§ **Work to be completed**:
Lines from the top of the entries down to the line with "Looks great! Tested" must be set down exactly as they stand, with both ends retained.

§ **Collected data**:
PR #197, opened 2022-12-31
Use VNC for headful profile creation

### LINKED ISSUE #194: Use VNC for interactive profile creation
Instead of the current debug tools based screencast, actually use VNC over websocket (via noVNC) to support interactive profile creation. (The devtools screencast is a bit hacky and only works in Chromium-based browsers).
Probably simplest is just to add x11vnc + websockify to the image, and use vnc_lite.html to provide VNC for profile browsing.

ikreymer:
- Adds @novnc/novnc package
- For profile creation, serves novnc_lite.html (modified to support reconnects) with core vnc lib when creating headful profile
- Add x11vnc for vnc
- closes #194

### DIFF
--- a/Dockerfile
+++ b/Dockerfile
@@ -4,7 +4,7 @@ ARG BROWSER_VERSION=105
 FROM ${BROWSER_IMAGE_BASE}:${BROWSER_VERSION}
 
 # TODO: Move this into base image
-RUN apt-get update && apt-get install -y jq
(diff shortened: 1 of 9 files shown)


tw4l (approved):
Looks great! Tested and working with both Chromium and Brave, and working much better in interactive mode with Brave settings than the old implementation.

PR #198, opened 2023-01-03
Remove dead pywb configuration

edsu:
This PR originally addressed the need to turn on autofetch in pywb because I noticed it was commented out, and srcset images were not being archived as part of a crawl I was doing.

But after further conversation I see now that failure was the result of my browsertrix-crawler configuration which specified behaviors, but not `autofetch`--effectively turning it off.  browsertrix-crawler uses [browsertrix-behaviors](https://github.com/webrecorder/browsertrix-behaviors)' autofetch, which is different from pywb's, which will perhaps one day replace.

I removed the dead/commented out portions of the default pywb configuration to hopefully prevent future confusion.

### DIFF
--- a/config/config.yaml
+++ b/config/config.yaml
@@ -1,5 +1,4 @@
 debug: true
-
  
 proxy:
   coll: ${COLL}
@@ -14,10 +13,6 @@ recorder:
   cache: always
   rollover_size: ${ROLLOVER_SIZE}
   enable_put_custom_record: true
-
-#autoindex: 10
-
-#enable_auto_fetch: true
 
 collections:
   live: $live


edsu:
via @ikreymer in Discord:

browsertrix-crawler's use of [behaviors](https://github.com/webrecorder/browsertrix-behaviors) should use autofetch by default instead of relying on webrecorder's separate autofetch implementation.

edsu:
I see that `autoplay,autofetch,siteSpecific` are the default behaviors, and that I had inadvertently turned off `autofetch` in my use of browsertrix-crawler. I will update this PR just to remove the commented out code, to hopefully prevent future confusion.

PR #201, opened 2023-01-16
Add requests[socks] python dependency

kuechensofa:
Add requests[socks] python dependency to enable SOCKS proxy support for pywb inside the docker container. This fixes a bug with a missing dependency when trying to use a socks proxy with the browsertrix-crawler.

### DIFF
--- a/requirements.txt
+++ b/requirements.txt
@@ -1,3 +1,4 @@
 pywb>=2.7.2
 uwsgi
 wacz>=0.4.6
+requests[socks]


ikreymer:
Sure! Do you mind sharing more about your use case, curious how you're using SOCKS with Browsertrix Crawler?

kuechensofa:
> Sure! Do you mind sharing more about your use case, curious how you're using SOCKS with Browsertrix Crawler?

Thanks for merging @ikreymer! I'm using SOCKS with Browsertrix Crawler to route the Browsertrix Crawler traffic through Tor by setting up another Docker container which acts as a Tor Proxy.

PR #205, opened 2023-01-22
crawl state: add getPendingList() to return pending state from either…

ikreymer:
… memory or redis crawl state, fix stats logging with redis state

logging: check if data object is an error, log fields from error. Convert missing console.* to new logger


tw4l (approved):
LGTM! Thanks for catching those last remaining console.logs too

PR #211, opened 2023-01-23
behaviors: don't run behaviors in iframes that are about:blank or are…

### LINKED ISSUE #210: Smarter behavior injection
Currently, behaviors are injected into all frames, mostly for autoplay and autofetch background behaviors.
However, this can result in errors and unnecessary waiting for behaviors in frames that don't need them.
Instead, only inject behavior into main frame and frames that are not ads, using the ad block checking mechanism.

Potentially, also look at CDP [Page.adFrameType](https://chromedevtools.github.io/devtools-protocol/tot/Page/#type-AdFrameType](Page.adFrameType), though currently this may not be working yet.

ikreymer:
… from an ad-host (even if ad-blocking is not disabled)

fixes #210

Possibly could add more logging of whether behaviors are injected or skipped

### DIFF
--- a/crawler.js
+++ b/crawler.js
@@ -448,7 +448,7 @@ export class Crawler {
       return false;
     }
 
-    return await this.adBlockRules.shouldBlock(null, url);
+    return !!(await this.adBlockRules.shouldBlock(null, url));
   }
 
   async createWARCInfo(filename) {
--- a/crawler.js
+++ b/crawler.js
@@ -610,9 +610,7 @@ export class Crawler {
 
     await this.initPages();
 
-    //if (this.params.blockAds) {
     this.adBlockRules = new AdBlockRules(this.captureBasePrefix, this.params.adBlockMessage, this.logger);
-    //}
 
     if (this.params.blockRules && this.params.blockRules.length) {
       this.blockRules = new BlockRules(this.params.blockRules, this.captureBasePrefix, this.params.blockMessage, this.logger);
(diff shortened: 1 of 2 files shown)


crawler.js
```diff
@@ -592,9 +610,9 @@ export class Crawler {
 
     await this.initPages();
 
-    if (this.params.blockAds) {
-      this.adBlockRules = new AdBlockRules(this.captureBasePrefix, this.params.adBlockMessage, this.logger);
-    }
+    //if (this.params.blockAds) {
```
tw4l, line 613: Should we just remove this conditional instead of commenting it out?

crawler.js
```diff
@@ -433,6 +437,20 @@ export class Crawler {
...
+      return true;
+    }
+
+    const url = frame.url();
+
+    if (url === "about:blank") {
+      return false;
+    }
+
+    return await this.adBlockRules.shouldBlock(null, url);
```
tw4l, line 451: I think this will return `null` or `"advertisement"` rather than a boolean - does that work as expected in the filter?

tw4l (commented):
A few small questions here but overall looks good!

crawler.js
ikreymer: Yes

crawler.js
ikreymer, line 451:
```suggestion
    return !!(await this.adBlockRules.shouldBlock(null, url));
```

ikreymer: Should just make it a bool to be safe

Issue #214, opened 2023-01-25
Remove puppeteer-cluster


tw4l:
Related to #8 

The first step of switching to Playwright will be to remove [puppeteer-cluster](https://github.com/thomasdondorf/puppeteer-cluster) (keeping Puppeteer at this stage).

ikreymer:
Fixed by #219

PR #219, opened 2023-02-02
Remove puppeteer-cluster

tw4l:
Connected to #214


util/worker.js
```diff
@@ -0,0 +1,291 @@
+import { EventEmitter } from "node:events";
+import PQueue from "p-queue";
+import puppeteer from "puppeteer-core";
+
+import { Logger } from "./logger.js";
+
+const logger = new Logger();
+
+export const CONCURRENCY_PAGE = "page";
```
ikreymer, line 9: We can probably just get ride of concurrency options, and just always use the window concurrency, eg. open a new window

tw4l: Done

tw4l:
Looks like latest changes are leading to a failure to write cdx index: https://github.com/webrecorder/browsertrix-crawler/actions/runs/4319906519/jobs/7539596680#step:6:179

PR #229, opened 2023-02-23
Logging and Behavior Tweaks

ikreymer:
- Ensure `page` is included in all logging details
- Update logging messages to be a single string, with variables added in the details
- Always wait for all pending wait requests to finish (unless counter <0)
- Don't set puppeteer-cluster timeout (prep for removing puppeeteer-cluster)
- Add behaviorTimeout to running behaviors in crawler, in addition to in behaviors themselves.
- Add logging for behavior start, finish and timeout
- Move writeStats() logging to beginning of each page as well as at the end, to avoid confusion about pending pages.
- deps: bump browsertrix-behaviors to 0.4.2
- version: bump to 0.8.1

### DIFF
--- a/crawler.js
+++ b/crawler.js
@@ -432,7 +432,7 @@ export class Crawler {
           this.logger.info("Skipping behaviors for non-HTML page", logDetails, "behavior");
         } else {
           const behaviorTimeout = this.params.behaviorTimeout / 1000;
-          this.logger.info("Behaviors started", {...logDetails, behaviorTimeout}, "behavior");
+          this.logger.info("Behaviors started", {behaviorTimeout, ...logDetails}, "behavior");
           const res = await Promise.race([
             this.sleep(behaviorTimeout),
             Promise.allSettled(
@@ -442,7 +442,7 @@ export class Crawler {
             )
           ]);
           if (res && res.length) {
-            this.logger.info("Behaviors finished", {...logDetails, finished: res.length}, "behavior");
+            this.logger.info("Behaviors finished", {finished: res.length, ...logDetails}, "behavior");
           } else {
             this.logger.error("Behaviors timed out", logDetails, "behavior");
           }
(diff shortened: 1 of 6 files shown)


util/browser.js
```diff
@@ -143,11 +143,13 @@ export function chromeArgs (proxy, userAgent=null, extraArgs=[]) {
 }
 
 
-export async function evaluateWithCLI(frame, funcString, name = "behaviors") {
+export async function evaluateWithCLI(frame, funcString, logData, contextName) {
   const context = await frame.executionContext();
   const url = frame.url();
 
-  logger.info(`Running ${name}...`, {url});
+  let details = {url, ...logData};
```
tw4l, line 150: This results in lines like:

```
{"logLevel":"info","timestamp":"2023-02-23T22:14:17.355Z","context":"behavior","message":"Run Script Finished","details":{"url":"https://www.bitarchivist.net/","page":"https://bitarchivist.net/"}}
```

We can probably remove the `url` field, since it duplicates `page`?

crawler.js
```diff
@@ -410,45 +429,58 @@ export class Crawler {
...
       return true;
     }
 
     const url = frame.url();
 
+    let res;
+
     if (url === "about:blank") {
-      return false;
+      res = true;
```
tw4l, line 474: I'm wondering about the change in logic here - `about:blank` would result in an empty page in the iframe, no?

tw4l (approved):
Two small comments but overall very nice!

crawler.js
tw4l: Is the idea that the iframe may be loaded via JS so we should run the behavior just in case?

ikreymer: yes, exactly - was trying this out in case it resulted in additional content, but was inconclusive. maybe only ads do this?

util/browser.js
ikreymer: Yeah, for top level frame, it will be the same, but for iframes, the url would be of the iframe.
Perhaps only add if it is different?

ikreymer: And to be clearer, can call it `frameUrl`.

tw4l: with the name change I think it's fine to have both

crawler.js
ikreymer: Reverted back to false for now, let's see if its needed.

PR #231, opened 2023-02-23
Crawl log

ikreymer:
Write crawl log to `{coll}/logs/crawl-{iso-timestamp}.log` from when crawl is started to just before WACZ creation starts (to allow storing log in WACZ).

Still requires py-wacz support to add logs.


tw4l (approved):
Nice! Code looks good and worked well when I tested 🎉

tw4l (commented):
One thought: the timestamp included in the filename has some colons, which are reserved characters in a number of file systems. Might be better to remove the colons or replace them with dashes?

§ **Task answer**:
PR #197, opened 2022-12-31
Use VNC for headful profile creation

### LINKED ISSUE #194: Use VNC for interactive profile creation
Instead of the current debug tools based screencast, actually use VNC over websocket (via noVNC) to support interactive profile creation. (The devtools screencast is a bit hacky and only works in Chromium-based browsers).
Probably simplest is just to add x11vnc + websockify to the image, and use vnc_lite.html to provide VNC for profile browsing.

ikreymer:
- Adds @novnc/novnc package
- For profile creation, serves novnc_lite.html (modified to support reconnects) with core vnc lib when creating headful profile
- Add x11vnc for vnc
- closes #194

### DIFF
--- a/Dockerfile
+++ b/Dockerfile
@@ -4,7 +4,7 @@ ARG BROWSER_VERSION=105
 FROM ${BROWSER_IMAGE_BASE}:${BROWSER_VERSION}
 
 # TODO: Move this into base image
-RUN apt-get update && apt-get install -y jq
(diff shortened: 1 of 9 files shown)


tw4l (approved):
Looks great! Tested and working with both Chromium and Brave, and working much better in interactive mode with Brave settings than the old implementation.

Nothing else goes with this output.